Point d’esprit de prosélytisme chez les anciens ; aucune ardeur pour enseigner ; point de retraite au désert pour y vivre avec Dieu et pour y sauver les sciences. Quel pontife de Jupiter eût marché au-devant d’Attila pour l’arrêter ? Quel lévite eût persuadé à un Alaric de retirer ses troupes de Rome ? Les barbares qui entraient dans l’empire étaient déjà à demi chrétiens ; mais voyons-les marcher sous la bannière sanglante du dieu de la Scandinavie ou des Tartares, ne rencontrant sur leur route ni une force d’opinion religieuse qui les oblige à respecter quelque chose, ni un fonds de mœurs qui commence à se renouveler chez les Romains par le christianisme : n’en doutons point, ils eussent tout détruit. Ce fut même le projet d’Alaric : " Je sens en moi, disait ce roi barbare, quelque chose qui me porte à brûler Rome. " C’est un homme monté sur des ruines et qui paraît gigantesque.

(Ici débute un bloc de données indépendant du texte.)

PR #55, opened 2022-11-22
Clean up public API

### LINKED ISSUE #50: Make the public interface of the library more clean
### What's needed?

We need to have a cleaner public interface in terms of modules and where each class is exposed. Right now we have everything exposed in some internal modules (like `frequenz.channels.broadcast.Broadcast`), but what it is really meant to be used is also exposed via `frequenz.channels` directly (for example `frequenz.channels.Broadcast`).

This ends up in a lot of duplication and a lot of *irrelevant* symbols being shown in the API documentation (https://frequenz-floss.github.io/frequenz-channels-python/next/reference/frequenz/channels/).

### Proposed solution

Hide all internal modules by prepending a `_` to the module name.

I would also expose anything that is not a channel in a `util` package. So:

* `frequenz.channels.`
  * `Anycast`
  * `Bidirectional.Handle` (declare `Handle` inside `Bidirectional`)
  * `Broadcast`
  * `Peekable`
  * `Receiver`
  * `Sender`

* `frequenz.channels.util.`
  * `FileWatcher`
  * `Merge`
  * `MergeNamed`
  * `Select`
  * `Timer`

* Don't expose `BufferedReceiver` anymore, and maybe move it to `Broadcast`, as it doesn't look like it's being use as an interface.

### Use cases

_No response_

The obvious alternative is to keep all symbols exposed directly from `frequenz.channels`.

### Discussed in https://github.com/frequenz-floss/frequenz-channels-python/discussions/30

<div type='discussions-op-text'>

<sup>Originally posted by **leandro-lucarella-frequenz** November  3, 2022</sup>
Now that we have API documentation, we are exposing every module in the documentation, when the actual classes that are intended to be used by the users are all imported publicly in `frequenz.channels`.

For a library this small I think it makes sense con only consider that module our public API, this will also allow us to restructure the project in a non-breaking way.

The de facto way to mark modules and packages *internal* is to prefix a `_`, so all modules and packages will have to be prefixed this way if we want to go this route.</div>

leandro-lucarella-frequenz:
This PR hides all internal modules by prepending a `_` to the module name.

It also expose anything that is not a channel (or core channel classes) in
a `util` package. So this is how classes are exposed:

* `frequenz.channels.Anycast`
* `frequenz.channels.Broadcast`
* `frequenz.channels.Anycast`
* `frequenz.channels.Bidirectional`
* `frequenz.channels.Broadcast`
* `frequenz.channels.Peekable`
* `frequenz.channels.Receiver`
* `frequenz.channels.Sender`
* `frequenz.channels.util.Merge`
* `frequenz.channels.util.MergeNamed`
* `frequenz.channels.util.FileWatcher`
* `frequenz.channels.util.Select`
* `frequenz.channels.util.Timer`

This also completely removes `BufferedReceiver` and moves `BidirectionalHandle`
to `Bidirectional.Handle` and `EventType` to `FileWatcher.EventType`.

While at it, add also a short summary of each module contents.


leandro-lucarella-frequenz:
Adding high priority so we can release and update the SDK soon.

leandro-lucarella-frequenz:
The resulting documentation can be seen here: https://leandro-lucarella-frequenz.github.io/frequenz-channels-python/next/reference/frequenz/channels/

shsms (approved):

sahas-subramanian-frequenz (approved):
Sorry I keep approving with the wrong account.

Des différents peuples qui envahirent l’empire, les Goths semblent avoir eu le génie le moins dévastateur. Théodoric, vainqueur d’Odoacre, fut un grand prince ; mais il était chrétien, mais Boëce, son premier ministre, était un homme de lettres chrétien : cela trompe toutes les conjectures. Qu’eussent fait les Goths idolâtres ? Ils auraient sans doute tout renversé comme les autres barbares. D’ailleurs ils se corrompirent très vite, et si au lieu de vénérer Jésus-Christ ils s’étaient mis à adorer Priape, Vénus et Bacchus, quel effroyable mélange ne fût-il point résulté de la religion sanglante d’Odin et des fables dissolues de la Grèce !

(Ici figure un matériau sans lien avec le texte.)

PR #61, opened 2022-12-30
Improve and add exceptions

### LINKED ISSUE #52: Make a `ReceiverInactiveError` exception for receivers turned to peekables
While we are introducing our own exceptions I would also consider adding a specific exception for this (maybe `ReceiverInactiveError`?), `EOFError` is only used by `input()`, so it feels a bit weird to raise this exception here.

Le polythéisme était si peu propre à conserver quelque chose, qu’il tombait lui-même en ruine de toutes parts, et que Maximin voulut lui faire prendre les formes chrétiennes pour le soutenir. Ce César établit dans chaque province un lévite qui correspondait à l’évêque, un grand-prêtre qui représentait le métropolitain[1]. Julien fonda des

  1. Eus., lib. XIII, cap. XIV ; lib. IX, cap. II-VIII. (N.d.A.)